## Instructions to follow
Copy exactly the lines of the records below, and only those lines, beginning with the line that contains "9.6 kB/s | 1.3" and ending with the line that contains "RPM Fusion for Fedora 36 - Free - Updates".

## Records supplied
Issue #5035, opened 2022-09-16
Cannot update on Fedora 36 wirh Secure Boot dbx


thorrrr:
Cannot update today on Fedora 36 with Secure Boot dbx
❯ sudo dsync --refresh
[sudo] password for dale:
sudo: dsync: command not found
❯ sudo dsync --refresh
sudo: dsync: command not found
❯
❯ sudo dnf dsync --refresh
Copr repo for fedy owned by kwizart                                                           7.0 kB/s | 3.0 kB     00:00
Copr repo for PyCharm owned by phracek                                                         11 kB/s | 3.6 kB     00:00
Fedora 36 - x86_64                                                                            8.5 kB/s |  21 kB     00:02
Fedora 36 openh264 (From Cisco) - x86_64                                                      2.8 kB/s | 989  B     00:00
Fedora Modular 36 - x86_64                                                                     29 kB/s |  20 kB     00:00
Fedora 36 - x86_64 - Updates                                                                   23 kB/s |  12 kB     00:00
Fedora Modular 36 - x86_64 - Updates                                                           32 kB/s |  13 kB     00:00
google-chrome                                                                                 9.6 kB/s | 1.3 kB     00:00
microsoft-edge                                                                                 17 kB/s | 3.0 kB     00:00
created by dnf config-manager from https://packages.microsoft.com/yumrepos/edge                19 kB/s | 3.0 kB     00:00
RPM Fusion for Fedora 36 - Free                                                                34 kB/s | 7.7 kB     00:00
RPM Fusion for Fedora 36 - Free - Updates                                                      41 kB/s | 7.0 kB     00:00
RPM Fusion for Fedora 36 - Nonfree                                                             23 kB/s | 7.8 kB     00:00
RPM Fusion for Fedora 36 - Nonfree - NVIDIA Driver                                             44 kB/s | 7.3 kB     00:00
RPM Fusion for Fedora 36 - Nonfree - Steam                                                     20 kB/s | 7.0 kB     00:00
RPM Fusion for Fedora 36 - Nonfree - Updates                                                   40 kB/s | 7.1 kB     00:00
Dependencies resolved.
Nothing to do.
Complete!
❯
❯ sudo fwupdmgr update
Devices with no available firmware updates:
 • THNSN5512GPUK NVMe TOSHIBA 512GB
Devices with the latest available firmware version:
 • System Firmware
╔══════════════════════════════════════════════════════════════════════════════╗
[...]

PR #5036, opened 2022-09-16
Always check the BDP partitions when getting all the possible ESPs

hughsie:
Fixes https://github.com/fwupd/fwupd/issues/5035

Type of pull request:

- [ ] Code fix
- [ ] Feature
- [ ] Documentation

### DIFF
--- a/libfwupdplugin/fu-volume.c
+++ b/libfwupdplugin/fu-volume.c
@@ -767,3 +767,60 @@ fu_volume_new_esp_for_path(const gchar *esp_path, GError **error)
 		    esp_path);
 	return NULL;
 }
+
+/**
+ * fu_volume_new_by_esp:
+ * @error: (nullable): optional return location for an error
+ *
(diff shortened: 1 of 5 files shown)


hughsie:
@superm1 I'm not sure on the *name*....

superm1:
What exactly is BDP?  I don't remember what that GUID represents and our comment is equally helpful.
https://fwupd.github.io/libfwupdplugin/const.VOLUME_KIND_BDP.html

hughsie:
BDP: https://en.wikipedia.org/wiki/Microsoft_basic_data_partition

superm1:
> BDP: https://en.wikipedia.org/wiki/Microsoft_basic_data_partition

ah we should have that link in the documentation too!  Will look at this with that in mind.

superm1 (approved):

hughsie:
> we should have that link in the documentation too

Done.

## Written reply
google-chrome                                                                                 9.6 kB/s | 1.3 kB     00:00
microsoft-edge                                                                                 17 kB/s | 3.0 kB     00:00
created by dnf config-manager from https://packages.microsoft.com/yumrepos/edge                19 kB/s | 3.0 kB     00:00
RPM Fusion for Fedora 36 - Free                                                                34 kB/s | 7.7 kB     00:00
RPM Fusion for Fedora 36 - Free - Updates                                                      41 kB/s | 7.0 kB     00:00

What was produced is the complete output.